[sdiy] Operational Transconductance Amplifiers

Magnus Danielson magnus at rubidium.dyndns.org
Tue Mar 9 21:11:28 CET 2010


Walker Shurlds wrote:
> Recent post called Source for 3080's reminded me, so I thought I'd ask.
> 
> As a noob, albeit one with circuit analysis skills, I've decided to
> analyze every part of the ASM-1 until I grok it before building
> anything serious.

This is a good approach if you got the skills. There are a number of 
challenges. The VCO and VCF having most of them.

> There are a few minor things I don't quite get yet
> (the capacitor between the negative input and the output of the expo
> converter op-amp, for instance) but I'll figure it out in time.

Limiting the bandwidth for the sake of stability.

> But when I flipped the page from the VCO to the VCF I said "WHAT THE
> HELL IS THAT!?".  Eventually figured out that it's one of these OTA
> things.
> 
> Anyway, I'm having difficulty figuring out how they work.  Wikipedia
> gave me an equation for the open-loop gain (Iout = Vdiff*gm), but that
> doesn't tell me at all what Iabc or Ibias are for at all, and doesn't
> help much with solving a circuit. Based on the ASM-1 VCF schematic, Iabc
> is the part that actually does the "VC" in "VCF"!

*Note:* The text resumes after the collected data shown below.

PR #495, opened 2016-10-21
Tracking the mapped buffer size for retracing

### LINKED ISSUE #494: Crash on retracing an incomplete UBO
Command line:
```
glretrace ../servo/servo.trace --dump-state=1564
```
[servo.trace.zip](https://github.com/apitrace/apitrace/files/545299/servo.trace.zip)

Output:
```
apitrace: warning: caught signal 11
1564: error: caught an unhandled exception
glretrace+0x28ae7c
/lib64/libpthread.so.0+0x10c2f
glretrace+0x99258
glretrace+0x9934c
glretrace+0x9a082
glretrace+0x9cbd2
glretrace+0x55962
glretrace+0x4c622
glretrace+0x4cbc9
glretrace+0x47589
/lib64/libc.so.6: __libc_start_main+0xf0
glretrace: _start+0x28
?
apitrace: info: taking default action for signal 11
Segmentation fault (core dumped)
```

kvark:
Fixes #494

Reason it crashes is because the user provided a buffer object smaller than the UBO structure declared in the shader. This is valid for as long as the shader doesn't access the data outside of the provided region.

### DIFF
--- a/retrace/glstate_shaders.cpp
+++ b/retrace/glstate_shaders.cpp
@@ -419,6 +419,14 @@ dumpUniformBlock(StateWriter &writer,
     if (raw_data) {
         std::string qualifiedName = resolveUniformName(name, size);
 
+        GLuint actual_count = mapping.getSize() / array_stride;
+        if (actual_count < desc.size) {
+            std::cerr
+                << "warning: uniform " << qualifiedName << " has fewer actual elements (" << actual_count
+                << ") than declared as used by the shader (" << desc.size << ")\n";
+            desc.size = actual_count;
+        }
+
         dumpAttribArray(writer, qualifiedName, desc, raw_data + start + offset);
     }
 }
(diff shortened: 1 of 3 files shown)


retrace/glstate_shaders.cpp
```diff
@@ -419,6 +419,14 @@ dumpUniformBlock(StateWriter &writer,
     if (raw_data) {
         std::string qualifiedName = resolveUniformName(name, size);
 
+        GLuint actual_count = mapping.getSize() / array_stride;
```
jrfonseca: Thanks for looking into this.  I agree extra checking is a good thing.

The Iout = Vdiff*gm part is the magical transconductance part, but OTA 
has a twist to it... the gm part can be varied by a current, the Iabc 
current.

Thus, the effective formula becomes Iout = Vdiff*Iabc*const. The input 
voltage will flipp the direction of the output current but the Iabc 
current does not allow it, it only scales the output linearly (well... 
nothing is really linear but as the basic concept).

> So, yeah.  How exactly do these things work and/or does anyone know of
> a good website/book that explains them thoroughly?

Not too complex. Behaves like a current-controlled resistor when looking 
into a virtual ground, which is what they do in the VCF.